#### SOURCE MATERIAL ####

PR #311, opened 2018-03-18
submitting trigrams.py

wesmoy17:


students/WesleyM/Lesson4/trigrams.py
```diff
@@ -0,0 +1,42 @@
+import re
+import random
+
+def open_file(string):
+    '''Opens, reads and closes a .txt file'''
```
robalford: Python convention is to use triple double quotes `"""` for docstrings

students/WesleyM/Lesson4/trigrams.py
```diff
@@ -0,0 +1,42 @@
...
+    f = open(string)
+    secret_data = f.read()
+    f.close()
+    return secret_data
+
+def ngrams(input, n):
```
robalford: Cool idea to make it more flexible like this so you can experiment with different word group lengths and see what kind of results you get

students/WesleyM/Lesson4/trigrams.py
```diff
@@ -0,0 +1,42 @@
...
+    '''Takes text and makes n-grams'''
+    input = input.split(' ')
```
robalford: It's a good idea to avoid using built-in names like `input` and `dict` for variables. One convention in Python is to use a trailing underscore like `input_`, or use a more descriptive name like `trigram_dict`

students/WesleyM/Lesson4/trigrams.py
```diff
@@ -0,0 +1,42 @@
...
+def main():
+    dict = {}
+    text = (re.sub('[^A-Za-z]+', ' ', "{}".format(open_file('sherlock_small.txt')))).lower()
+    trigram = ngrams(text,3)
+
+    for i in range(len(trigram)):
+        if dict.get(trigram[i][0] + ' ' + trigram[i][1], False) == False:
+            dict[trigram[i][0] + ' ' + trigram[i][1]] = [trigram[i][2]]
+        else:
+            dict[trigram[i][0] + ' ' + trigram[i][1]].append(trigram[i][2])
```
robalford: Check out `dict.setdefault()` or `defaultdict` from the `collections` module of the Python standard library for a way to simplify these kinds of look ups and assignments

robalford:
@wesmoy17 very nice work here. I made a few minor notes, and you should check out Natasha's [solution](https://github.com/natasha-aleksandrova/Self_Paced-Online/blob/master/solutions/lesson4/trigrams.py) for a few ideas on how to simplify things, but this is ready to merge.

robalford:
@wesmoy17 I don't see the assignment submission on the course website, so be sure to submit it there as well so we can grade. thanks!

students/WesleyM/Lesson5/except_exercise.py
```diff
@@ -0,0 +1,55 @@
...
+
+langs = ['java', 'c', 'python']
+try:
+    more_joke = more_fun(langs[0])
+except IndexError:
+    next_joke = more_fun(langs[1])
+else:
+    more_fun(langs[2])
+
+last_fun()
```
robalford: You can use `finally` to call this in the try/except block regardless of whether there were any exceptions

students/WesleyM/Lesson5/mailroom3.py
```diff
@@ -0,0 +1,77 @@
...
+  print('Closing Program')
+
+choices = {1: send_ty, 2: report, 3: letters, 4: close_program}
+
+def use_input():
+  try:
+    action = int(input("Choose one of four actions: \n 1. Send a Thank You \n 2. Create a Report \n 3. Send Letter to Everyone \n 4. Quit \n>"))
+  except ValueError:
+    action = input("Choose one of four actions: \n 1. Send a Thank You \n 2. Create a Report \n 3. Send Letter to Everyone \n 4. Quit \n>")
+  else:
```
robalford: The try/except block needs to be inside of your while loop here. Otherwise, if a user enters bad input on the first attempt, they can never exit the `except` block. You can see this if you enter, for example, 'one' followed by '1'. I think this could also be simplified by using `KeyError` for the dict lookup.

####

WHAT NEEDS TO BE DONE:
Every line of the entries above that holds "Quit" should be copied out.

REPLY:
+    action = int(input("Choose one of four actions: \n 1. Send a Thank You \n 2. Create a Report \n 3. Send Letter to Everyone \n 4. Quit \n>"))
+    action = input("Choose one of four actions: \n 1. Send a Thank You \n 2. Create a Report \n 3. Send Letter to Everyone \n 4. Quit \n>")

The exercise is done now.